● Work instruction
Output must match the data below exactly from its first line through the line that contains "But seems fine until that one is done.", with no other line.

● Records supplied
PR #1325, opened 2023-08-25
Add names to classes and modules

kddnewton:
This should hopefully make it easier to compile these nodes, and also for static analysis tools for having a quick label.

As a bonus, this also fixed a bug we had where we weren't erroring on `class foo; end`.


eregon:
That's probably redundant with https://github.com/ruby/yarp/pull/1304#issuecomment-1690190274, right?
But seems fine until that one is done.

jemmaissroff (approved):
Thank you!

config.yml
```diff
@@ -731,6 +731,8 @@ nodes:
         type: node?
       - name: end_keyword_loc
         type: location
+      - name: name
+        type: string
```
eregon, line 735: It could likely use the constant pool, but it seems constants in general don't use the pool yet.

PR #1326, opened 2023-08-25
fix: unterminated regular expression with a heredoc

flavorjones:
Previously this snippet would track the same newline twice, leading to a failed assertion in yp_newline_list_append:

```
<<-END + /b
END
```

Found via the fuzzer.


kddnewton (approved):
lol wtf

PR #1327, opened 2023-08-25
Move tests from test/* to test/yarp/* to match CRuby

kddnewton:
This should make it easier on the sync to determine what changed and hopefully result in fewer merge conflicts that have to be manually resolved.


k0kubun (approved):
Thanks!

● Finished exercise
PR #1325, opened 2023-08-25
Add names to classes and modules

kddnewton:
This should hopefully make it easier to compile these nodes, and also for static analysis tools for having a quick label.

As a bonus, this also fixed a bug we had where we weren't erroring on `class foo; end`.


eregon:
That's probably redundant with https://github.com/ruby/yarp/pull/1304#issuecomment-1690190274, right?
But seems fine until that one is done.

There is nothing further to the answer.